Editorial: Put gun genie back in bottle
Five days after the shootings at Sandy Hook Elementary School left 20 first-graders and six adults at the school dead, President Barack Obama announced the formation of a task force that will come up with “concrete proposals” for curbing gun violence. Obama said he expected the proposals in January and that he will have more to say on the subject in his State of the Union address that month.
In ordinary times, mention of a task force and another speech would scarcely qualify as news. But many Americans are fervently hoping that this time will be different and that our elected officials — and millions of the rest of us — won’t simply play lip service to the need for change and then move on.
It is imperative that President Obama use the bully pulpit to keep this issue alive in the coming months, and that he remain personally engaged in the outcome. He was largely missing in action on this topic during his first term. With re-election behind him, he has an opportunity now to shape a legacy as a president who finally stood up to the gun lobby, acted to reduce the level of violence in this country and to address its multiple causes.

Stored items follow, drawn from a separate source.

PR #5731, opened 2019-09-16
Adding UI tests for debbugging Test Explorer tests.

### LINKED ISSUE #5633: Add UI test for debug test
We have integration tests in `TestExplorerTests` class.

Debugging is not covered by the unit tests (and it would be difficult to since it needs to talk to an instance of VS), then we should add integration tests for it.

Cover: 
- unittest and pytest
- ptvsd 4.x and native code debugging (don't bother with legacy)
- set a breakpoint in a test, debug test, wait for break mode, validate location and loaded debugger

bschnurr:
Fix #5633

Tests cover:
pytest/unittest
project/workspace

### DIFF
--- a/Common/Tests/Utilities.UI/UI/VisualStudioApp.cs
+++ b/Common/Tests/Utilities.UI/UI/VisualStudioApp.cs
@@ -65,8 +65,7 @@ namespace TestUtilities.UI {
                 using (var dlg = new AutomationDialog(this, AutomationElement.FromHandle(hwnd))) {
                     //startup window popup, press button "Continue without code"
                     var cwc = dlg.FindByName("Continue without code");
-                    if (cwc != null)
-                    {
+                    if (cwc != null) {
                         Invoke(cwc);
                         WaitForInputIdle();
                         return;
@@ -426,7 +425,7 @@ namespace TestUtilities.UI {
             return doc.Selection.Text;
         }
 
-        public void WaitForOutputWindowText(string name, string containsText, int timeout=5000) {
+        public void WaitForOutputWindowText(string name, string containsText, int timeout = 5000) {
             for (int i = 0; i < timeout; i += 500) {
                 var text = GetOutputWindowText(name);
                 if (text.Contains(containsText)) {
@@ -446,7 +445,7 @@ namespace TestUtilities.UI {
                 if (uiShell == null) {
                     return;
                 }
-                
+
                 IntPtr hwnd;
                 uiShell.GetDialogOwnerHwnd(out hwnd);
 
@@ -982,7 +981,7 @@ namespace TestUtilities.UI {
             }
 
             var projects = EnumerateLoadedProjects(solution).ToList();
-            
+
             if (expectedProjects != null && expectedProjects.Value != projects.Count) {
                 // if we have other files open we can end up with a bonus project...
                 Assert.AreEqual(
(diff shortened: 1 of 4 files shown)


Python/Tests/Core.UI/TestExplorerTests.cs
```diff
@@ -122,6 +169,31 @@ public class TestExplorerTests {
...
+            app.Dte.Debugger.Breakpoints.Add(File: test.SourceFile, Line: breakLineno);
+
+            Console.WriteLine($"Debugging test {test.Name}");
+
+            testExplorer.DebugAll();
+
+            app.WaitForMode(EnvDTE.dbgDebugMode.dbgBreakMode);
+
+            Assert.IsNotNull(app.Dte.Debugger.BreakpointLastHit);
+            Assert.AreEqual(breakLineno, app.Dte.Debugger.BreakpointLastHit.FileLine);
```
bschnurr: currently only checking breakpoint was hit and line.  Couldn't find a way to check which debugger is loaded.

Python/Tests/PythonToolsUITestsRunner/TestExplorerTests.cs
```diff
@@ -62,5 +62,29 @@ public class TestExplorerTests {
...
+        [TestCategory("Installed")]
+        public void DebugUnittestProject() {
+            _vs.RunTest(nameof(PythonToolsUITests.TestExplorerTests.DebugUnittestProject));
+        }
+
+        [TestMethod, Priority(0)]
+        [TestCategory("Installed")]
+        public void DebugUnittestWorkspace() {
+            _vs.RunTest(nameof(PythonToolsUITests.TestExplorerTests.DebugUnittestWorkspace));
+        }
```
bschnurr: Note: no native debugging tests yet

Common/Tests/Utilities.UI/UI/VisualStudioApp.cs
```diff
@@ -65,8 +65,7 @@ public VisualStudioApp(IServiceProvider site)
                 using (var dlg = new AutomationDialog(this, AutomationElement.FromHandle(hwnd))) {
                     //startup window popup, press button "Continue without code"
                     var cwc = dlg.FindByName("Continue without code");
-                    if (cwc != null)
-                    {
+                    if (cwc != null) {
```
bschnurr: ran reformat on the document

Python/Tests/Core.UI/TestExplorerTests.cs
```diff
@@ -122,6 +169,31 @@ public class TestExplorerTests {
             return workspaceFolderPath;
         }
 
+        private static void DebugTest(PythonVisualStudioApp app, TestInfo test, TestInfo[] tests) {
```
bschnurr: i'm only debugging a single test, but I still need all tests so that I can wait for discovery to finish and check it discovered all the tests.

Python/Tests/Core.UI/TestExplorerTests.cs
```diff
@@ -122,6 +169,31 @@ public class TestExplorerTests {
...
+
+            Console.WriteLine($"Debugging test {test.Name}");
+
+            testExplorer.DebugAll();
+
+            app.WaitForMode(EnvDTE.dbgDebugMode.dbgBreakMode);
+
+            Assert.IsNotNull(app.Dte.Debugger.BreakpointLastHit);
+            Assert.AreEqual(breakLineno, app.Dte.Debugger.BreakpointLastHit.FileLine);
+        }
```
huguesv: The test ends while being stopped at a breakpoint. How does that behave? Say you run all 4 debug ui tests?

bschnurr: I think you're right... when I ran these all it didn't have a problem but it might for other tests. i'll see what the regular debug tests do for cleanup

Python/Tests/Utilities.Python/PythonTestExplorer.cs
```diff
@@ -151,6 +152,7 @@ public PythonTestExplorer(VisualStudioApp app, AutomationElement element, Automa
 
         public void ClearSearchBar() {
             _searchBar.SetValue("");
+            Thread.Sleep(500);
```
bschnurr: new sleep.. started seeing errors related to the serachbar not clearing fast enough

Python/Tests/Core.UI/TestExplorerTests.cs
bschnurr: updated

Python/Tests/Core.UI/TestExplorerTests.cs
```diff
@@ -122,6 +169,33 @@ public class TestExplorerTests {
...
+            Console.WriteLine($"Debugging test {test.Name}");
+
+            testExplorer.DebugAll();
+
+            app.WaitForMode(EnvDTE.dbgDebugMode.dbgBreakMode);
+
+            Assert.IsNotNull(app.Dte.Debugger.BreakpointLastHit);
+            Assert.AreEqual(breakLineno, app.Dte.Debugger.BreakpointLastHit.FileLine);
+
+            app.Dte.Debugger.Stop(WaitForDesignMode: true);
```
bschnurr: Now we stop the debugger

At a minimum, the newly named task force should push for reinstating the lapsed assault weapons ban and should close the loopholes that allow the easy purchase of weapons at gun shows.
In recent days, several pro-gun senators — some citing the pressure they’re getting from constituents and in some instances their own family members — have signaled a willingness to look at sensible gun restrictions. That’s an encouraging sign. This is a time to welcome the input of hunters and other responsible gun owners, not to demonize them. Their support is crucial if meaningful change is to occur.
Today, the National Rifle Association is expected to make its first statements since the Newtown shootings. Since Friday, the NRA, knowing a public relations disaster when it sees one, has been silent.
It’s likely the NRA, as it has in the past, will argue that we don’t need new laws, we need to enforce the gun-control laws we already have. And the group may climb aboard the bandwagon of those saying that the real issue is better identification and treatment of people who are mentally ill and prone to violence.
We agree that mental health issues should be addressed, especially questions of funding and access. But in truth, people who suffer with mental illness are more likely to be victims of violence than to commit violence; experts say only about 4 percent of violent acts in the U.S. are caused by people with mental disorders. For the gun lobby to bemoan the failings and shortfalls of this country’s mental health system — while resisting restrictions to the availability of military-style, lethal weapons — is disingenuous and irresponsible.
It’s been said many times in recent days that gun violence in this country is a complex problem requiring a complex, multi-pronged set of solutions. That’s true. But guns — and the ease of getting them — must remain front and center on the agenda.